Je passe faire une course en ville. Des gilets jaunes marchent. Ils longent ma voiture. Pas de sourire. L’un d’eux porte le drapeau tricolore. Je ne klaxonne pas. Je ne souris pas. Je ne les encourage pas.

C’est la veille de Noël. Je pense à ce mouvement. Longuement. Je me dis que je ne l’ai pas porté au bout du compte ce gilet jaune. Je ne l’ai pas non plus arboré dans ma voiture alors même que sa vue sur les pare-brises me provoquait un sentiment de satisfaction.

Pourquoi ? Pas de légitimité ? Droit de réserve? …..Lâcheté ?

Le mot est lancé. Lâcheté. Moi, prête à manifester lors des appels syndicaux, j’ai pris peur.

Peur du chaos. Les révolutions se font rarement sans y laisser des plumes. 

Peur de fragiliser la France. Ses ennemis guettent les signes de faiblesse.

Peur…. De la réalité du déclassement. Je suis instit et je me sens pauvre. Porter ce gilet jaune me renvoyait en pleine figure ma réalité. Je ne suis pas encore prête à l’admettre ou du moins à le crier sur les toits, de manière si "ostentatoire". Sans doute par amour propre et fierté exacerbée.  Je ne sais pas. Je ne sais plus. Les raisons semblent avoir évolué au fur et à mesure des semaines. Peut-être évolueront-elles encore dans les semaines à venir.

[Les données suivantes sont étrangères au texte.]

PR #5202, opened 2022-07-27
cmd/tsconnect: add basic panic handling

### LINKED ISSUE #5132: cmd/tsconnect: Handle Go panics
e.g. I ran into one when generating the JS version of the netmap

```
wasm_exec.js:22 [signal 0xb code=0x0 addr=0x0 pc=0x0]
wasm_exec.js:22 
wasm_exec.js:22 goroutine 32 [running]:
wasm_exec.js:22 main.(*jsIPN).run.func2.2(0xff68c0)
wasm_exec.js:22 	tailscale.com/cmd/tsconnect/wasm/wasm_js.go:192 +0xe
```

Should both handle that nil and have a signal to the JS that the go side is dead.

mihaip:
The go wasm process exiting is a sign of an unhandled panic. Also
add a explicit recover() call in the notify callback, that's where most
logic bugs are likely to happen (and they may not be fatal).

Also fixes the one panic that was encountered (nill pointer dereference
when generating the JS view of the netmap).

Fixes #5132

### DIFF
--- a/cmd/tsconnect/wasm/wasm_js.go
+++ b/cmd/tsconnect/wasm/wasm_js.go
@@ -114,6 +114,7 @@ func newIPN(jsConfig js.Value) map[string]any {
 					notifyState(state: int): void,
 					notifyNetMap(netMap: object): void,
 					notifyBrowseToURL(url: string): void,
+					notifyPanicRecover(err: string): void,
 				})`)
 				return nil
 			}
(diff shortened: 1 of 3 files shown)


cmd/tsconnect/wasm/wasm_js.go
```diff
@@ -166,6 +167,16 @@ func (i *jsIPN) run(jsCallbacks js.Value) {
...
 
 	i.lb.SetNotifyCallback(func(n ipn.Notify) {
+		// Panics in the notify callback are likely due to be due to bugs in
+		// this bridging module (as opposed to actual bugs in Tailscale) and
+		// thus may be recoverable. Let the UI know, and allow the user to
+		// choose if they want to reload the page.
+		defer func() {
+			if r := recover(); r != nil {
+				fmt.Println("Panic recovered:", r)
+				jsCallbacks.Call("notifyPanicRecover", fmt.Sprintf("%v", r))
```
bradfitz, line 177: or just fmt.Sprint(r)

bradfitz (approved):

PR #5207, opened 2022-07-28
logtail,logpolicy: tweak minor cosmetic things

bradfitz:
Just reading the code again in prep for some alloc reductions.

### DIFF
--- a/logtail/logtail.go
+++ b/logtail/logtail.go
@@ -167,8 +167,9 @@ type Logger struct {
 
 	procID              uint32
 	includeProcSequence bool
-	writeLock           sync.Mutex // guards increments of procSequence
-	procSequence        uint64
+
+	writeLock    sync.Mutex // guards increments of procSequence
+	procSequence uint64
 
 	shutdownStart chan struct{} // closed when shutdown begins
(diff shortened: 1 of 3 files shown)


logtail/logtail.go
```diff
@@ -659,10 +660,12 @@ func (l *Logger) Write(buf []byte) (int, error) {
...
 	}
+
 	l.writeLock.Lock()
-	b := l.encode(buf, level)
-	_, err := l.send(b)
-	l.writeLock.Unlock()
+	defer l.writeLock.Unlock()
+
+	b := l.encodeLocked(buf, level)
+	_, err := l.sendLocked(b)
```
maisem, line 668: should this really be done while holding the lock? (not suggesting you change it in this pr, just asking)

maisem (approved):

logtail/logtail.go
bradfitz: It doesn't really do much, but I didn't put much thought into it yet.

The filch implementation of Buffer and the memory implementation have different ownership lifetimes. Need to figure out a design that works for both of them, or unify and remove the interface. Or something.

PR #5208, opened 2022-07-28
tailcfg: add wire fields/docs for resuming streaming map sessions

bradfitz:
No implementation yet.

Updates #7175

### DIFF
--- a/tailcfg/tailcfg.go
+++ b/tailcfg/tailcfg.go
@@ -979,6 +979,25 @@ type MapRequest struct {
 	Stream      bool // if true, multiple MapResponse objects are returned
 	Hostinfo    *Hostinfo
 
+	// MapSessionHandle, if non-empty, is a request to reattach to a previous
+	// map session after a previous map session was interrupted for whatever
+	// reason. Its value is an opaque string as returned by
+	// MapResponse.MapSessionHandle.
+	//
+	// When set, the client must also send MapSessionSeq to specify the last
+	// processed message in that prior session.
+	//
+	// The server may choose to ignore the request for any reason and start a
+	// new map session. This is only applicable when Stream is true.
+	MapSessionHandle string `json:",omitempty"`
+
+	// MapSessionSeq is the sequence number in the map session identified by
+	// MapSesssionHandle that was most recently processed by the client.
+	// It is only applicable when MapSessionHandle is specified.
+	// If the server chooses to honor the MapSessionHandle request, only sequence
+	// numbers greater than this value will be returned.
+	MapSessionSeq int64 `json:",omitempty"`
+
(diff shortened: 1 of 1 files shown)


bradfitz:
Thoughts on something like this?

tailcfg/tailcfg.go
```diff
@@ -979,6 +979,25 @@ type MapRequest struct {
...
+	// The server may choose to ignore the request for any reason and start a
+	// new map session. This is only applicable when Stream is true.
+	MapSessionHandle string `json:",omitempty"`
+
+	// MapSessionSeq is the sequence number in the map session identified by
+	// MapSesssionHandle that was most recently processed by the client.
+	// It is only applicable when MapSessionHandle is specified.
+	// If the server chooses to honor the MapSessionHandle request, only sequence
+	// numbers greater than this value will be returned.
+	MapSessionSeq int `json:",omitempty"`
```
andrew-d, line 999: Do we want to use an explicit `int32` / `int64` here, for 32-bit clients? Presumably overflowing a 32-bit integer is pretty unlikely.

tailcfg/tailcfg.go
```diff
@@ -1313,6 +1332,20 @@ type PingResponse struct {
 }
 
 type MapResponse struct {
+	// MapSessionHandle optionally specifies a unique opaque handle for this
+	// stateful MapResponse session. Servers may not send it, and it's only sent
```
andrew-d, line 1336: Maybe "servers may choose not to send it", since I read this as "it is not permitted for a server to send this" at first?

tailcfg/tailcfg.go
```diff
@@ -1313,6 +1332,20 @@ type PingResponse struct {
...
+	// on the first MapResponse in a stream. The client can determine whether
+	// it's reattaching to a prior stream by seeing whether this value matches
+	// the reuqested MapRequest.MapSessionHandle.
```
andrew-d, line 1339:
```suggestion
	// the requested MapRequest.MapSessionHandle.
```

andrew-d (approved):
Sounds good with some minor spelling/wording suggestions.

tailcfg/tailcfg.go
bradfitz: I figured server-side we'd just end the session after 2 billion.

tailcfg/tailcfg.go
bradfitz: Done

tailcfg/tailcfg.go
andrew-d: 👍

bradfitz: But int64 works. There won't be JS clients.

PR #5228, opened 2022-07-29
shell.nix: update Go toolchain to 1.19

twitchyliquid64:
Same as in corp lol

### DIFF
--- a/shell.nix
+++ b/shell.nix
@@ -12,8 +12,8 @@
 
 {
 	pkgs ? import <nixpkgs> {},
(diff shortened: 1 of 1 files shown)


bradfitz:
No, in corp this is automatically updated. What's the story here?

bradfitz (approved):
but sure

twitchyliquid64:
Because oss cant rely on corp it needs to be updated manually.

This change ensure ppl doing `nix-shell` in this repo will get the correct toolchain.

PR #5230, opened 2022-07-29
tka,types/key: implement NLPrivate glue for tailnet key authority keys

twitchyliquid64:
It looks like the new toolchain has different rules for `go fmt`, so it seems a bunch of the comments got reformatted.


types/key/nl.go
```diff
@@ -0,0 +1,74 @@
...
+	// nlPrivateHexPrefix is the prefix used to identify a
+	// hex-encoded network-lock key.
+	nlPrivateHexPrefix = "nlpriv:"
+)
+
+// NLPrivate is a node-managed network-lock key, used for signing
+// node-key signatures and authority update messages.
+type NLPrivate struct {
+	_ structs.Incomparable // because == isn't constant-time
+	k [ed25519.PrivateKeySize]byte
```
sailorfrag, line 25: any particular reason to use a byte array rather than ed25519.PrivateKey?

sailorfrag (approved):

types/key/nl.go
twitchyliquid64: Not really, I'm mostly following the pattern of using an array rather than a slice, I presume this established as the pattern to minimize allocations.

Ce cheminement et ce constat sont personnels et ne prétendent pas représenter ceux d’autrui. Je n’ai pas pu pour diverses raisons me raccrocher à ce mouvement. Le  constat est ,pour moi,  amer : Que je le veuille ou non, je contribue à ce que mes profs du collège appelait «  la lutte des classes ». J’accepte que les smicards soient augmentés du moment que leur salaire ne se rapproche pas trop du mien. L’individualisme dans toute sa splendeur.

Mais pourquoi ? Pourquoi ce fossé entre mes valeurs et ce constat ?

Je me rappelle que maman nous a élevés seule. La misère, on l’a connue. Elle s’est privée pour que nous prenions « l’ascenseur social ». Quelle fierté de dire que sa fille est prof et quel plaisir de la voir s’en vanter. Elle le mérite. Tant de sacrifices qui n’auraient servi à rien ? Je ne peux pas lui enlever cela. « Ascenseur social », «  Déclassement », «  numéro de classification des professions de l’Insee ». La promesse de la République est fondée in fine sur une classification des individus.

Je n’éprouve aucune condescendance envers mes concitoyens. Aucun mépris. S’extraire de la misère est un processus fastidieux. Eviter d’y entrer ou éviter d’y retourner est un enjeu viscéral qui dépasse, à mon sens,  dans notre société,  les valeurs d’égalité et de fraternité. C’est en soi une question de survie. Notre société est malade , gravement malade.